* [Problem requirements]:
Without leaving out a single line, copy the records exactly.

* [Records for this task]:
PR #4092, opened 2024-06-29
Track a list of dependent instructions created within a generic

zygoloid:
When checking a declaration or definition of a generic, track a list of created instructions that depend on the generic's parameters in some way, along with information on how they depend on the parameters. This will eventually be used to determine what information we need to compute when creating instances of the generic, but for now we're just building the list.

Information is tracked separately for the declaration region and the definition region of the generic, because in general these may be first provided in separate declarations, and they should be substituted into at different times.

### DIFF
--- a/toolchain/check/generic.cpp
+++ b/toolchain/check/generic.cpp
@@ -8,36 +8,60 @@
 
 namespace Carbon::Check {
 
-auto StartGenericDecl(Context& /*context*/) -> void {
-  // TODO: Start tracking the contents of this declaration.
+auto StartGenericDecl(Context& context) -> void {
+  context.generic_region_stack().Push();
 }
 
-auto StartGenericDefinition(Context& /*context*/,
+auto StartGenericDefinition(Context& context,
                             SemIR::GenericId /*generic_id*/) -> void {
-  // TODO: Start tracking the contents of this definition.
+  // Push a generic region even if we don't have a generic_id. We might still
+  // have locally-introduced generic parameters to track:
+  //
+  // fn F() {
+  //   let T:! type = i32;
+  //   var x: T;
+  // }
+  context.generic_region_stack().Push();
 }
 
 auto FinishGenericDecl(Context& context, SemIR::InstId decl_id)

* [Solution to the problem]:
PR #4092, opened 2024-06-29
Track a list of dependent instructions created within a generic

zygoloid:
When checking a declaration or definition of a generic, track a list of created instructions that depend on the generic's parameters in some way, along with information on how they depend on the parameters. This will eventually be used to determine what information we need to compute when creating instances of the generic, but for now we're just building the list.

Information is tracked separately for the declaration region and the definition region of the generic, because in general these may be first provided in separate declarations, and they should be substituted into at different times.

### DIFF
--- a/toolchain/check/generic.cpp
+++ b/toolchain/check/generic.cpp
@@ -8,36 +8,60 @@
 
 namespace Carbon::Check {
 
-auto StartGenericDecl(Context& /*context*/) -> void {
-  // TODO: Start tracking the contents of this declaration.
+auto StartGenericDecl(Context& context) -> void {
+  context.generic_region_stack().Push();
 }
 
-auto StartGenericDefinition(Context& /*context*/,
+auto StartGenericDefinition(Context& context,
                             SemIR::GenericId /*generic_id*/) -> void {
-  // TODO: Start tracking the contents of this definition.
+  // Push a generic region even if we don't have a generic_id. We might still
+  // have locally-introduced generic parameters to track:
+  //
+  // fn F() {
+  //   let T:! type = i32;
+  //   var x: T;
+  // }
+  context.generic_region_stack().Push();
 }
 
 auto FinishGenericDecl(Context& context, SemIR::InstId decl_id)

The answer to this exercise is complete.